Q Tip benefited because this was the biggest song he was featured on. It wasn't for his album, but he could still claim he was a part of a song that made history.
Duh, of course people didn't know about the original "Hot Boyz" song, it wasn't the single. That isn't the argument. The argument was people actually blindly buying the album en masse thinking the remix was on the album. I'm sure some people blindly bought the album thinking the remix was on the album. Considering the cost of an album vs the cost of the single, many bought the album because they wanted the album and those who just wanted the single and were hip to it not being on the album, only copped the single.
"Hot Boyz" also dropped in the Fall of 1999, weeks ahead of Nastradamus.
Breh, there is no clear way of measuring chart performance vs cultural significance. One thing is definite though and that is the song had staying power(more so than "Love Is Blind"), which is a testament to its cultural significance.
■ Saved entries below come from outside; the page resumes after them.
PR #900, opened 2018-10-17
delete whitespace

nhungltm:


j-f1:
This space is necessary for the output to be formatted correctly.

PR #901, opened 2018-10-17
change a to link_to

nhungltm:


j-f1:
These files aren’t processed by the server before they’re transmitted, and even if they were, I don’t think our server has the `link_to` helper.

PR #903, opened 2018-10-17
change condition clearly

nhungltm:


j-f1:
This inserts extra unnecessary whitespace in the production output.

PR #904, opened 2018-10-17
change control structure clearlier

nhungltm:


j-f1:
CC @Thibaut — is this style intentional?

Thibaut:
Yeah it was, so that the output is nicely indented (check the source of devdocs.io). Not really needed, but I don't see a need to change it.

PR #918, opened 2018-10-26
Update in media Query

atir11122:


j-f1:
Why the change?

Thibaut:
This is for the 404 page. Doesn't seem to be of any use.

PR #921, opened 2018-10-27
Started a small step for devdocs explanation

jstodd42:


j-f1:
This seems to be already covered by the homepage.

PR #928, opened 2018-11-06
Add GnuCOBOL documentation

jmerle:
Added a scraper for the GnuCOBOL documentation.

The documentation is licensed under the [GNU Free Documentation License](https://open-cobol.sourceforge.io/HTML/gnucobpg.html#Appendix-C-_002d-GNU-Free-Documentation-License).

GnuCOBOL doesn't have an official logo, so the default icon should be used.


lib/docs/filters/gnu_cobol/clean_html.rb
```diff
@@ -0,0 +1,56 @@
...
+        css('div[align="center"]').each do |node|
+          if node.content.include?('=' * 50)
+            node.replace('<hr>')
+          else
+            node.remove_attribute('align')
+            node.name = 'h4'
+          end
+        end
+
+        # Remove all hr's after h4's
```
j-f1: Can you also remove all hrs before h3s?

j-f1: Can you also remove all hrs before h3s?

jmerle:
Implemented everything you suggested. As for the x.y. and x.y.z. headers, they now look like this:

lib/docs/filters/gnu_cobol/clean_html.rb
```diff
@@ -0,0 +1,72 @@
...
+
+        # Remove everything after Appendix B
+        # This includes the license text, the document changelog, the compiler changelog and the footnote
+        start_element = at_css('a[name="Appendix-C-_002d-GNU-Free-Documentation-License"]').previous_element
+        next_element = start_element.next_element
+        until start_element.nil?
+          start_element.remove
+          start_element = next_element
+          next_element = start_element.nil? ? nil : start_element.next_element
+        end
```
j-f1: This seems to remove the content of Appendix B, too. However, appendix B is just a list of all the reserved words, so it might be reasonable to remove it too.

jmerle:
I've added the logo you suggested. I considered adding it before but thought it wouldn't look good because of the details in it. Now that it's actually possible to generate the spritesheet programmatically I noticed that it wasn't so bad after all.

As for the `acronym` thing, all `acronym` tags are now converted to `span` tags so the underlining is removed.

PR #935, opened 2018-11-12
update TensorFlow version

suyash:


Thibaut:
I don't think this works, because the source site has changed since the last scrape. It'll require more work.

Per the guidelines: https://github.com/freeCodeCamp/devdocs/blob/master/.github/CONTRIBUTING.md#updating-existing-documentations

> Please don't submit a pull request updating the version number of a documentation, unless a change is required in the scraper and you've verified that it works.

Issue #938, opened 2018-11-23
option to remove single-documentation search parameter without emptying search box


jomel:
![image](https://user-images.githubusercontent.com/3426561/48942154-268e9e80-ef16-11e8-96c3-7adf6eedf915.png)

If I am currently searching a single documentation (eg by clicking through from vscode addon or by using keyword+tab) according to the Guide I have to remove the search params in the box & click backspace to remove single-documentation filter.

This is really annoying. I end us cutting my word, clicking backspace and pasting again. or opening a new devdocs.io tab!

some suggestions:
- when the cursor in the search box is at the front (between the grey documentation "brick" and the search words) backspace should remove the documentation, but keep the search words
- clicking on the documentation "brick" in the search bar should remove it.
- the vscode extension should have an option whether you want the "language filer" automatically applied or not.

jmerle:
I agree on your first two suggestions. I'm actually amazed that your first suggestion isn't already the current behavior. Will see if I can make time tonight.

As for the third suggestion, you'll need to ask the maintainer of the vscode extension if he can implement it.

jmerle:
Implemented in #942 which has been merged and deployed.

PR #942, opened 2018-11-25
Remove scope by clicking on it or by backspacing into it

jmerle:
Adds two improvements to the search scope as suggested in #938:
- When a scope is selected and the backspace is pressed when the insertion point is all the way to the left, the scope is removed:

- When a scope is selected and you press on the search tag, it is removed:

### DIFF
--- a/assets/javascripts/views/search/search.coffee
+++ b/assets/javascripts/views/search/search.coffee
@@ -30,6 +30,9 @@ class app.views.Search extends app.View
       .on 'results', @onResults
       .on 'end', @onEnd
 
+    @scope
+      .on 'change', @onScopeChange
+
     app.on 'ready', @onReady
     $.on window, 'hashchange', @searchUrl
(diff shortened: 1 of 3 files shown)


assets/javascripts/views/search/search.coffee
```diff
@@ -138,6 +141,10 @@ class app.views.Search extends app.View
     $.stopEvent(event)
     return
 
+  onScopeChange: =>
+    @value = ''
```
Thibaut: Took me a while to figure out why we need this. Instead of doing `$.trigger @input, 'input'` below I would move all the logic for "re-trigger search after scope change" in here so it's a bit more clear:

```coffee
onScopeChange: =>
  @value = '' # reset memoized value to re-run the current search (with the new scope)
  @onInput()
```

j-f1:
Can you change the cursor on the tag to make it more clear that it’s clickable, especially since it wasn’t in the past?

PR #952, opened 2018-12-13
Add pony

haarts:
This is the documentation for [Pony](ponylang.io).

There's an Entry called 'Package' with almost all, well, package. It is sort of an intro, very useful. But as the entries are alphabetically sorted this ends up at random places. Is there a way to have this entry always on top or something?


lib/docs/scrapers/pony.rb
```diff
@@ -0,0 +1,12 @@
+module Docs
+  class Pony < UrlScraper
+    self.type = 'pony'
+    self.release = '0.25.0'
+    self.base_url = 'https://stdlib.ponylang.io/'
+
+    html_filters.push 'pony/container', 'pony/clean_html', 'pony/entries'
+    options[:attribution] = "Me"
```
j-f1: Can you update this to include both the copyright and license information for the docs?

lib/docs/filters/pony/clean_html.rb
```diff
@@ -0,0 +1,9 @@
+module Docs
+  class Pony
+    class CleanHtmlFilter < Filter
+      def call
+        doc
+      end
+    end
+  end
+end
```
j-f1: If you don’t need to do anything here, you can remove this filter entirely.

j-f1:
If you want the intro page to be the homepage, you’d need to set the initial path to an appropriate value so it would show up.

cc @Thibaut — is it ok that this project doesn’t have 5k stars yet?

lib/docs/scrapers/pony.rb
haarts: Ow, how very sloppy of me. Will fix of course.

lib/docs/filters/pony/clean_html.rb
haarts: Ah, I was under the impression it was mandatory. I'll remove it.

Thibaut:
>  is it ok that this project doesn’t have 5k stars yet?

Unless the project is very new or small, I don't think that's a problem. We have scrapers for docs that don't meet the criteria.

haarts:
I see that 'Changes requested' but as far as I can see I've done what was requested?

haarts:
*bump*. When merged I can remove it from my mental checklist. :)

jmerle:
Don't worry, it will be merged some time, but currently there is no active maintainer with permissions to merge and deploy, so it might take a while longer. We are currently waiting for freeCodeCamp to get @ahmadabdolsaheb, @j-f1 and me the correct permissions, but it's unknown when that'll happen.

jmerle:
Thanks! Deployed to [https://devdocs.io/pony/](https://devdocs.io/pony/). You can get this off of your mental checklist now ;)

I prefixed all package entries with "1. " to ensure they show up on top. I also added entries for all functions and fields and updated the generated doc's styles to align more closely with the rest of the docs on DevDocs.

PR #955, opened 2018-12-17
Update Qt docs

tronical:
* Added Qt 5.12 docs (latest LTS release)
* Use a stable URL for Qt 5.11 docs


tronical:
Thanks for the review :). What can I do to get this change landed?

PR #1738, opened 2022-04-24
Add nix and nixpkgs

thatsmydoing:
This only adds a subset of nix and nixpkgs functions. Notably derivation, stdenv and language-specific functions are omitted for now as their formats differ significantly and will require more cleanup.

- [X] Tested the scraper on a local copy of DevDocs
- [X] Ensured that the docs are styled similarly to other docs on DevDocs
- [X] Added these files to the <code>public/icons/*your_scraper_name*/</code> directory:
  - [X] `16.png`: a 16×16 pixel icon for the doc
  - [X] `16@2x.png`: a 32×32 pixel icon for the doc
  - [X] `SOURCE`: A text file containing the URL to the page the image can be found on or the URL of the original image itself


simon04 (approved):
Thank you!

wmertens:
@thatsmydoing you could add the stdenv etc documentation as guides? Thank you for doing this in any case, very useful :-)

PR #1747, opened 2022-05-05
fix: clip hover state breaking column layout

### LINKED ISSUE #1739: "Copy to Clipboard" icon on :hover state breaks column layout
# Bug report

The "copy to clipboard" icon's :hover state breaks the table layout when the row's text occupies nearly the entire width of the column. See gifs and cause below.

Fix is included below; if you'd like me to open a PR with it let me know.

## OS information

Windows 10, using Google Chrome Version 100.0.4896.127 (Official Build) (64-bit). Also had the same issue on iPad using the Google search app (ver <= 130.0.X) on iOS. Browser font zoom level set at default 100%.

## Steps to reproduce

Hover over the `pre` region of a `t-dcl` row so the the "copy to clipboard" icon appears. The bug is most noticeable when the difference between the column width, and the right-most edge of that row's last `token` span is less than 20px (the size of the browser's vertical scrollbar's width), forcing an overflow when the icon display is set to visible.

For rows containing a single line of text, an inline scrollbar can be seen to the right of the clipboard icon (due to the size of the `_pre-clip` button being taller than that of the row's text height).

If the inline scrollbar forces that single row of text to overflow into a second line, dependent on where the line break occurs, it can often remove itself briefly before coming back again, causing the entire table's layout to rapidly jitter.

## More resources

The bug:

chrome_PGWDqEURnI

With padding/positioning fix:

chrome_qNr9HrK3CD

## Possible fix

The reason for layout changes on hover is from the width of the scrollbar being added to the `pre` element. So either allow the button to overflow without affecting the containing element's layout, or adjust the icon's size (including padding) so there is no overflow.

Reducing vertical space used by the clipboard icon's button element to be <= the parent `pre`'s height, with a minor positioning tweak to compensate, fixes the problem:

https://github.com/freeCodeCamp/devdocs/blob/28a98a899473cc3a5b490477c15d8751410efb84/assets/stylesheets/components/_content.scss#L401

```css
pre:hover>._pre-clip {
    display: block;
    top: 0.1875rem; /* adjust for removed padding */
    padding: 0; /* override default padding */
}
._pre-clip {
    display: none;
    position: absolute;
    top: 0;
    right: 0;
    opacity: .5;
    padding: 0.375rem; /* causing clipboard icon bug */
    cursor: pointer;
}
```

Changing the `overflow` property to "visible" or "inherit" for the `pre,._jq .manual-example table td,._redis>.example,._scala .related-types` style also fixes it.

```css
pre, ._jq .manual-example table td, ._redis>.example, ._scala .related-types {
    position: relative;
    margin: 1.5em 0;
    padding: 0.375rem 0.625rem;
    line-height: 1.5;
    /* overflow: auto; */
    overflow: inherit; /* or visible */
}
```

StelioKontosXBL:
Minor positioning/padding changes to the "copy to clipboard" icon's style rule to prevent visible layout changes from occurring while in the :hover state. fixes #1739

### DIFF
--- a/assets/stylesheets/components/_content.scss
+++ b/assets/stylesheets/components/_content.scss
@@ -398,7 +398,12 @@
   padding: .375rem;
   cursor: pointer;
 
-  pre:hover > & { display: block; }
+  pre:hover > & {
+    display: block;
+    top: 0.1875rem;
+    padding: 0;
+  }
+
   &:hover { opacity: 1; }
 
   > svg {


simon04 (approved):
Thank you!

PR #1746, opened 2022-05-04
Add Elixir v1.13.4

opie4624:
If you're updating existing documentation to its latest version, please ensure that you have:

- [x] Updated the versions and releases in the scraper file
- [x] Ensured the license is up-to-date and that the documentation's entry in the array in `about_tmpl.coffee` matches its data in `self.attribution`
- [x] Ensured the icons and the `SOURCE` file in <code>public/icons/*your_scraper_name*/</code> are up-to-date if the documentation has a custom icon
- [x] Ensured `self.links` contains up-to-date urls if `self.links` is defined
- [ ] Tested the changes locally to ensure:
  - The scraper still works without errors
  - The scraped documentation still looks consistent with the rest of DevDocs
  - The categorization of entries is still good

PR #1758, opened 2022-05-27
Fix all Elixir 1.13 names detected as "Settings"

breunigs:
A partial fix was already included in the initial patch in #1746,
but it was only applied to a subset of titles.

I tested the new scraper for both Elixir 1.13 and the previous 1.12 and it still looks good


simon04 (approved):
Thank you!

PR #1809, opened 2022-09-02
Fix MDN iframe height

FireIsGood:
I found that the height of the [_MDN.scss](https://github.com/freeCodeCamp/devdocs/blob/main/assets/stylesheets/pages/_mdn.scss) file was not rendering the iframe .content class correctly and using its default 200px height as compared to the original.

This commit tries to fix the iframe element have a higher default height to make the scrollbar go away and copy the original website's css to make the iframe become taller on mobile and thin screens.

## Before:
old full
old thin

Mase had a #1 single in "Feels So Good", "What You Want" was #6, and "Lookin' At Me" was #8. All of these songs were getting massive airplay. "24 Hrs. To Live" was the only one that wasn't a hit. And these were bigger than Puff's "bottom feeder singles". Mase was featured on Puff's first two singles and one of Big's singles and debuted on 112's "Only You" where Biggie also had a verse. Mase was getting the same amount of promo from Bad Boy if not more than Puff and Big. Mase was pushed. Puff wasn't even selling his own album on his own merits. It was Puff Daddy & The Family. Pretty evident that Mase was being pushed to the forefront. Biggie isn't even pictured on the front cover of the album, but Mase is. Biggie is on the back cover in a separate photo with Puff. Clearly he was pushing Mase to the forefront even while Biggie was alive. There's even a nice shout out from Biggie on "Victory" in the form of a slick double entendre (we just masing them /Mase & them) where he name drops each member of the family.